All mortgages set out a period of time over which you want to borrow the money for. This is called the ‘term’ of the mortgage.
Repayment buy to let mortgages mean you own the property at the end of the term.
Interest-only buy to let mortgages only pay back the interest the lender charges. You will not repay the lump sum you borrowed.
If you have an interest only buy to let mortgage, you have to repay the lump sum you borrowed another way.
You can repay the lump sum borrowed with a mortgage by taking out a new mortgage, with savings, or by selling the property.
Can I afford a buy-to-let mortgage?
Buy to let mortgage affordability is based on the rent. So, you need to find out how much rent you can charge.
Property portals may help you look up similar properties, to see how much rent is being charged.
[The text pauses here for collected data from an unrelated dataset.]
Issue #4989, opened 2025-01-27
test_search_on_admin_page flaky browser test


minrk:
this browser test has become flaky. Need to check what race conditions we are running into

```
jupyterhub/tests/browser/test_browser.py::test_search_on_admin_page[60-user] - AssertionError: Locator expected to have count '11'
Actual value: 50 
Call log:
  - LocatorAssertions.to_have_count with timeout 5000ms
  -   - waiting for locator("//tr[@class=\"user-row\"]")
  -     9 × locator resolved to 50 elements
  -       - unexpected value "50"
 ```

In the meantime, it's okay to merge PRs if you see this as the only failure, unless you're working on the admin page itself

manics:
https://github.com/user-attachments/assets/5a3e4349-876a-47d7-a424-ac3e606d16c3

Before `Next` is clicked:
![Image](https://github.com/user-attachments/assets/cee5de2d-25a6-45de-a582-64dc5fb42a09)

After `Next` is clicked:
![Image](https://github.com/user-attachments/assets/48b84025-f6d7-4e2d-a3ec-6e8634435e72)

minrk:
I've done a bit of testing on this, and it appears to be related to clicking `Next` and editing the name filter both updating the `offset`, and there can be weird races if you do one while there's already a request outstanding. This is easier to provoke by adding an `await asyncio.sleep(3)` to `GET /api/users/`, but I'm not much closer to understanding how to fix it.

The key problem is the PaginationFooter representing the `offset` searchParam, which it out of date while awaiting a response.

PR #5020, opened 2025-03-19
make sure custom error messages are shown on regular error pages

### LINKED ISSUE #2291: Don't rewrap HTTP errors
Brought about here: https://discourse.jupyter.org/t/custom-jupyterhub-error-messages/47

Suggestion: do not re-wrap HTTPErrors raised, only other errors.

That would make it possible to use `tornado.web.HTTPError` with a custom error template (as opposed to the current working solution of using a new template inherited from the base error HTML template).

minrk:
not just the `not_running` page, which is only served for slow spawns and/or past launches. Considering this a bug because this behavior is [documented](https://jupyterhub.readthedocs.io/en/stable/reference/spawners.html#exception-handling), but the correct behavior only occurs if the error happens after `slow_spawn_timeout`. This is also related to #5011 where the custom error would not be displayed when there's a race between slow spawn return and `spawner.poll()` indicating a failed start.

closes #2291

cc @kellyrowland

### DIFF
--- a/jupyterhub/tests/test_pages.py
+++ b/jupyterhub/tests/test_pages.py
@@ -2,11 +2,14 @@
 
 import asyncio
 import sys
+from contextlib import nullcontext
+from functools import partial
 from unittest import mock
 from urllib.parse import parse_qs, urlencode, urlparse
 
 import pytest
 from bs4 import BeautifulSoup
+from tornado import web
 from tornado.httputil import url_concat
 
 from .. import orm, roles, scopes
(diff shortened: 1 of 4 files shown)


jupyterhub/tests/test_pages.py
```diff
@@ -1335,3 +1338,115 @@ async def test_services_nav_links(
...
+            assert "<b>🕸️🫖</b>" in error_html
+        elif kind == "unhandled":
+            assert unhandled_text in error.text
+            assert "unhandle me" not in error.text
+        else:
+            raise ValueError(f"unexpected {kind=}")
+
+
+#
+# async def test_spawn_fails_custom_message_slow(app, user, no_patience):
```
consideRatio, line 1427: A test that is commented out here

minrk: Thanks! I wrote it as two, then merged them with a parameter but forgot to delete the old one.

consideRatio (approved):
This looks right, but there is a test failing that I wasn't sure from looking at if it was or wasn't related to this PR.

minrk:
Thanks. The flaky test is tracked as #4989

agoose77:
I wonder if we should consider using exception notes instead of custom JupyterHub attributes here? https://peps.python.org/pep-0678/

minrk:
Notes sound like a great idea, I didn't know about them! The only issue I see is that notes is a list of strings and not jupyterhub-specific, so if an exception has a note, we might interpret it incorrectly whereas `.jupyterhub_message` is clearly defined as "show this message to jupyterhub users." And we specifically have a mechanism to provide both text and HTML, so how would we do that with notes?

So questions for adopting notes:

1. do we need to check if it's jupyterhub-specific, or are notes enough (i.e. would there ever be a note we _shouldn't_ show users)?
2. if it's jupyterhub specific, how do we signal that? (e.g. simple `jupyterhub:` string prefix on a note)
3. for HTML messages, how do we signal that? (e.g. `jupyterhub_html:` string prefix)

I think it's definitely doable, if we want to give it a try. Is it better? Probably, if we didn't already have an API folks are using. I'm not sure if it's better _enough_ to justify a change to how we do it (maybe deprecating but definitely not removing the old way), but I can be persuaded if folks want to explore it!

Be realistic about the similarity between two properties. If the physical size of the property is the same, but one property has a garden and the other does not (for example), the rent you can charge may be different.
To meet mortgage affordability calculations, the monthly rent must be more than the monthly mortgage. This is because lenders must ensure a mortgage will still be affordable for you, if the financial circumstances changed.
How can I compare buy to let mortgages?
There are lots of buy to let mortgage comparison tables available online.Sometimes the results displayed may be organised in a certain way, this should be disclosed on the site you are on.
The mortgage comparison table on our website displays products from a wide range of lenders, by default they are organised by lowest initial rate.
There are limitations to using a comparison table. They cannot tell you if you are eligible for the mortgages you are looking at, base on lender criteria.
A specialist mortgage broker should prevent you from having to try and compare buy to let mortgages. A broker should ask you everything needed to find a mortgage that meets your objectives. It should also represents the best deal available, within those parameters.
Some lenders will not lend direct to a consumer. They will require that you secure a mortgage through an ‘intermediary’ – a mortgage professional.
A few buy to let lenders will only lend when they are working directly with the borrower.
For this reason, a broker cannot claim to have access to the whole of the buy to let mortgage marketplace.
Commercial Trust works with around 80 lenders, representative of the buy to let mortgage marketplace. This means we will identify a mortgage from thousands on offer.
The only reason we will select the mortgage we recommend to you, is because we have worked to establish it is the best deal for you.
Can I change my mortgage to a buy-to-let?
Yes. If you are moving out of your residential home so you can rent it out, you can switch from a residential mortgage to a buy to let mortgage.
You can also switch onto a buy to let mortgage and increase your borrowing, so you raise capital for the deposit to buy another residential house. This is called “let to buy”.
Are buy-to-let mortgage interest rates different from residential rates?
Yes. Buy to let mortgage rates are different from residential rates. They are different types of product, with different criteria.
Can I get a normal mortgage and rent out a property?
You cannot get a standard, residential mortgage on a property that you will rent out indefinitely.
If the property is your home and you want to rent it temporarily, you can ask your lender to give you ‘consent to let’. There may be an additional cost associated with this.
Why can’t I get a residential mortgage and rent out the property?
Taking out a residential mortgage and renting out the property, without permission from your lender, is likely to breach the terms and conditions of your mortgage.
Is a buy-to-let mortgage cheaper than a standard mortgage?
In the past, buy to let mortgages rates used to be higher than residential mortgage rates.
At the moment, buy to let mortgages are available at historically low rates. So, the gap between buy to let mortgage rates and residential mortgage rates is narrower.
Buy to let mortgage rates are usually a little higher than residential rates.